Friday 11 May 2012

Discovering Biscuits

Recently I've been on a bit of a biscuit making kick. It started with the cookies I blogged about not so long ago and has grown from there. All this baking is like rediscovering my childhood, I was always making cupcakes, crispy cakes or pie pastry with my mum and granny. There's something very satisfying about knowing that from such simple ingredients you can make almost anything, usually in far greater quantities than you intended. Those ingredients stretch a long way.


If you care about all your biscuits being the same, uniform in shape and size, then you'll need to get one of those shape cutters, I don't even own scales, so I'm not about to start caring what shape they come out of the oven in. These are now officially Paul's favourite biscuits, the best thing about them is they can be as chocolatey as you like. I've already made a variation on this recipe involving chocolate chilli buttons and intend to make them with orange zest in the next few weeks to create a sort of chocolate orange biscuit.


Okay, so how did I make these?

You will need two sets of dough, chocolate and vanilla.

The Vanilla Dough
175g plain flour - 1 and 1/2 cups (for those of us without scales)
75g icing sugar - 2/3 a cup
125g butter - do it by eye, most packets are 250g so roughly 1/2 of that
vanilla pod seeds, or a little bit of vanilla extract

The Chocolate Dough
150g plain flour - 1 and 1/3 cups

25g cocoa powder - 1/4 a cup
125g butter - roughly 1/2 of a packet
And just to offset the bitterness of the cocoa powder (but not too much) a tablespoon or so of icing sugar, you be the judge.


Get the block of butter out of the fridge, divide in half. Cut each half into cubes, this will make it so much easier to handle later. Now go and have a cup of tea.
Preheat your oven to 180C/350F/Gas Mark 4, grease and line an oven tray with greaseproof paper or baking parchment.

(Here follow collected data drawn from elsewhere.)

PR #27, opened 2019-05-20
Add FIXME comment

trimailov:


spinta/backends/__init__.py
```diff
@@ -35,6 +35,7 @@ def prepare(context: Context, type: Object, backend: Backend, value: dict) -> di
     new_loaded_obj = {}
     for k, v in type.properties.items():
         # only load value keys which are available in schema
+        # FIXME: If k is not in value, then value should be NA. Do not skip a value
         if k in value:
```
sirex: I would remove this condition, if tests pass. In `prepare` we convert correct python-native types to types accepted by database. That means, that all values from all properties must be in `value`. It a property is not in `value`, then the error is somewhere else.

trimailov: Created a ticket for this.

By this point the butter will be soft enough for your needs. Take all your vanilla dough ingredients and put them in a bowl, then rub together until the mixture becomes a dough. Take the dough out of the bowl and put it to one side.

In the same bowl (no point in adding to the washing up) put together all of your chocolate dough ingredients and as before rub together until it becomes a dough.

Now you've got two doughs, yay. Roll each dough out into a square that's about 1cm thick (your baby finger is probably 1cm thick) and press one dough on top of the other, brush with a little water to make sure it sticks. Cut that in half and press one half on top of the other, you'll now have four layers of dough, stripy.

The striped part of the dough will be the top of your biscuit so cut it up accordingly, making each biscuit roughly bigger than the size of a domino. Place your dough on the baking tray and put them in the oven for 25 minutes. All ovens are different so keep an eye on them, you're looking for the vanilla dough to go slightly golden, the texture of the biscuits should not be too soft or they'll just fall apart but be careful you don't cook them for too long.

While they're cooking you might consider melting some dark chocolate and white chocolate to drizzle over them once they exit the oven. This is optional and I will warn you the texture of melted white chocolate is not what you expect it to be, but it will set back to normal once left to stand on the biscuits.


This tends to make enough biscuits to fill a large tin, they'll probably last you a month (less if children are involved).


This recipe is roughly based on Chocolate harlequin biscuits, having mutated through use to reflect my wants and needs.